**Input material:**
Issue #5559, opened 2020-04-05
Azure: azure.storage-container policy not working


tomarv2:
Policy:

```
vars:
  notify: &notify
    type: notify
    subject: "[Azure Policy] [Subscription: {{ account_id }}] Storage policy"
    violation_desc: "Storage policy"
    slack_template: db_slack
    #template: db_email.html
    to:
      - varun@tomarv2.com
    transport:
      type: asq
      queue: https://tomarv2.queue.core.windows.net/notifications

policies:
  - name: custom-storage-container-public
    description: |
      Find all storage container with public access
    resource: azure.storage-container
    mode:
      type: container-event
      events: [{
        resourceProvider: 'Microsoft.Storage/storageAccounts',
        event: 'write'
        }]
    filters:
      - type: value
        key: properties.networkAcls.ipRules
        value_type: size
        op: equal
        value: 0
    actions:
      - <<: *notify
        subject: "[Azure Policy] [Subscription: {{ account_id }}] Container(s) with public access enabled"
        violation_desc: "Container(s) with public access enabled"
```

Error in ACI logs:
```
Policy Failed: custom-storage-container-public
Traceback (most recent call last):
  File "/usr/local/lib/python3.7/site-packages/c7n_azure/container_host/host.py", line 405, in run_policy
    policy.push(event, context)
  File "/usr/local/lib/python3.7/site-packages/c7n/policy.py", line 1011, in push
    return mode.run(event, lambda_ctx)
  File "/usr/local/lib/python3.7/site-packages/c7n_azure/container_host/modes.py", line 96, in run
    return AzureModeCommon.run_for_event(self.policy, event)
  File "/usr/local/lib/python3.7/site-packages/c7n_azure/policy.py", line 266, in run_for_event
    [AzureModeCommon.extract_resource_id(policy, event)])
  File "/usr/local/lib/python3.7/site-packages/c7n_azure/policy.py", line 259, in extract_resource_id
    return re.search(extract_regex, event['subject'], re.IGNORECASE).group()
AttributeError: 'NoneType' object has no attribute 'group'
```

kapilt:
do you have actual event? available from the logs (sanitized)

ping @cloud-custodian/azure

stefangordon:
Possibly something has changed with the event syntax.  You might be able to find of the events in the queue still since likely the error prevented it from dequeue.  Or activity logs.

tomarv2:
[...]

PR #5610, opened 2020-04-17
azure - support events for storage containers

stefangordon:
related to #5559  and #4617 

Each of the child resources is a bit of a special case in terms of lookups - just overriding the `get_resources` for container here to make it work with events.

This seems to work well.  I'll get a test added if you think it makes sense to do it this way @logachev?

### DIFF
--- a/tools/c7n_azure/c7n_azure/resources/storage_container.py
+++ b/tools/c7n_azure/c7n_azure/resources/storage_container.py
@@ -2,14 +2,16 @@
 # SPDX-License-Identifier: Apache-2.0
 
 from c7n_azure.provider import resources
-from c7n_azure.query import ChildTypeInfo, ChildResourceManager
+from c7n_azure.query import ChildTypeInfo
 from c7n_azure.actions.base import AzureBaseAction
+from c7n_azure.resources.arm import ChildArmResourceManager
 from c7n.filters.core import type_schema
 from c7n_azure.utils import ResourceIdParser
+from msrestazure.tools import parse_resource_id
 
 
 @resources.register('storage-container')
-class StorageContainer(ChildResourceManager):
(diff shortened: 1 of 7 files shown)


aluong:
lgtm

tools/c7n_azure/c7n_azure/resources/storage_container.py
```diff
@@ -62,6 +63,21 @@ def extra_args(cls, parent_resource):
...
+    def get_resources(self, resource_ids):
+        client = self.get_client()
+        data = [
+            self.get_storage_container(rid, client)
+            for rid in resource_ids
+        ]
+        return self.augment([r.serialize(True) for r in data])
+
+    def get_storage_container(self, resource_id, client):
+        parsed = parse_resource_id(resource_id)
```
kapilt, line 75: idle thought, stylistically parse_resource_id usage seems to be very common, was thinking a variant that might help ergonomics of using would be returning a namedtuple. rather calling get('x') for attribute access.

justinhauer:
HI @stefangordon, Any idea when this might be merged in? This would help with some of the CIS level 1 benchmarks for storage accounts

stefangordon:
Oh yeah this is an extremely safe fix as we are only touching a code path that is currently fully broken.  We just need to pass codecov gate. 

Realistically will probably be a week before I am able to add that test, but maybe someone else in @cloud-custodian/azure will get to it before that.

stefangordon:
Finally got around to finishing this one.  Added test and example policy, and did some manual testing as well.

aluong (approved):

kapilt (approved):
lgtm, thanks

logachev (approved):

PR #5613, opened 2020-04-18
releng - add a docker build to ci

kapilt:
add an additional ci build to create docker image and sanity check﻿


kapilt:
it might be worthwhile shifting this to azure pipelines, to free up a github action worker per pr push, we got quite a bit of worker headroom there.

PR #5616, opened 2020-04-19
aws - only append region suffix if it's not already in custom output directory

### LINKED ISSUE #5533: aws - custom log/output directories with --region all
**Describe the bug**

--region all unconditionally suffixes a region, even though it may already be present in a custom output/format string. it should detect output region usage and avoid the suffix.

csabella:
Fixes #5533.

### DIFF
--- a/c7n/resources/aws.py
+++ b/c7n/resources/aws.py
@@ -639,7 +639,7 @@ class AWS(Provider):
         """Return a set of policies targetted to the given regions.
 
         Supports symbolic regions like 'all'. This will automatically
-        filter out policies if their being targetted to a region that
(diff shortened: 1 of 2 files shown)


kapilt:
fwiw the other case this pops up is with c7n-org but it looks like that already has some detection of user var interpolation `{}` to avoid adding the suffix.

csabella:
I had originally changed it to look for `suffix`, but realized the interpolation isn't done until later.  Maybe I should have added a new parameter with string representing what suffix would replace instead of hardcoding the `{region}`?  Now that you mentioned it, it looks obvious, but I totally missed it when I was making the change.  😳

PR #5622, opened 2020-04-20
aws.glue-catalog | cross-account filter

PratMis:
This PR adds supports for cross-account filter for glue-catalog resource

Gets resource policy using get_resource_policy() and uses `CrossAccountAccessFilter` to evaluate the policy

### DIFF
--- a/c7n/resources/glue.py
+++ b/c7n/resources/glue.py
@@ -20,7 +20,7 @@ from c7n.utils import local_session, chunks, type_schema
 from c7n.actions import BaseAction, ActionRegistry
 from c7n.filters.vpc import SubnetFilter, SecurityGroupFilter
 from c7n.tags import universal_augment
-from c7n.filters import StateTransitionFilter, FilterRegistry
+from c7n.filters import StateTransitionFilter, FilterRegistry, CrossAccountAccessFilter
 from c7n import query, utils
 from c7n.resources.account import GlueCatalogEncryptionEnabled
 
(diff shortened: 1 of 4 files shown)


c7n/resources/glue.py
```diff
@@ -516,3 +516,37 @@ class GlueCatalogEncryptionFilter(GlueCatalogEncryptionEnabled):
...
+            return r[self.policy_annotation]
+        try:
+            policy = client.get_resource_policy().get('PolicyInJson')
+        except client.exceptions.EntityNotFoundException:
+            policy = {}
+        r[self.policy_annotation] = policy
+        return policy
+
+    def __call__(self, r):
+        if self.get_resource_policy(r):
```
kapilt, line 551: this is pretty broken on logic

PratMis: yep, agree with you @kapilt! I should have given it a thought myself. Switching it back to our logic in `CrossAccountAccessFiter`. I think that'll make it a lot better. Thanks

tests/data/placebo/test_glue_catalog_cross_account/glue.GetResourcePolicy_1.json
```diff
@@ -0,0 +1,28 @@
+{
+    "status_code": 200,
+    "data": {
+        "PolicyInJson": "{\n  \"Version\" : \"2012-10-17\",\n  \"Statement\" : [ {\n    \"Effect\" : \"Allow\",\n    \"Principal\" : {\n      \"AWS\" : \"arn:aws:iam::123123456789:root\"\n    },\n    \"Action\" : \"glue:CreateTable\",\n    \"Resource\" : \"arn:aws:glue:us-east-1:644160558196:catalog\"\n  } ]\n}",
```
PratMis, line 4: The account number in the Principal would get overridden to our default account here. I changed it to `123123456789` which originally was something else(external AWS account) to support the test case. Let me know if that makes sense to you!! Thanks

kapilt: yeah.. we need a flag to disable the account rewrite stuff

PR #5624, opened 2020-04-20
aws - lambda - kms key filter

JohnHillegass:
Adds Lambda KMS support, which may be useful when making sure the environment variables are encrypted using CMK


c7n/resources/awslambda.py
```diff
@@ -257,6 +258,28 @@ def process(self, resources, event=None):
...
+    Filter a resource by its associcated kms key and optionally the aliasname
+    of the kms key by using 'c7n:AliasName'
+
+    :example:
+
+        .. code-block:: yaml
+
+            policies:
+                - name: dynamodb-kms-key-filters
+                  resource: dynamodb-table
```
PratMis, line 273: Might want to fix the doc string with the correct resource type

JohnHillegass: And thats why we do code reviews ;)

JohnHillegass: Updated in 96b3b0f

c7n/resources/awslambda.py
```diff
@@ -257,6 +258,28 @@ def process(self, resources, event=None):
...
+    Filter a resource by its associcated kms key and optionally the aliasname
+    of the kms key by using 'c7n:AliasName'
+
+    :example:
+
+        .. code-block:: yaml
+
+            policies:
+                - name: lambda-kms-key-filters
+                  resource: lambda
```
kapilt, line 273: minor nit, generally we want examples to lead folks in the right direction.. qualify aws prefixes with aws.lambda.. because the form is intended to be provider.resource

JohnHillegass: Ok thanks! Sure thing, I'll remember that in the future. Updated in a5cec18.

**Task objective:**
Each line of the data that has the string "looks" should be returned.

**Response area:**
fwiw the other case this pops up is with c7n-org but it looks like that already has some detection of user var interpolation `{}` to avoid adding the suffix.
I had originally changed it to look for `suffix`, but realized the interpolation isn't done until later.  Maybe I should have added a new parameter with string representing what suffix would replace instead of hardcoding the `{region}`?  Now that you mentioned it, it looks obvious, but I totally missed it when I was making the change.  😳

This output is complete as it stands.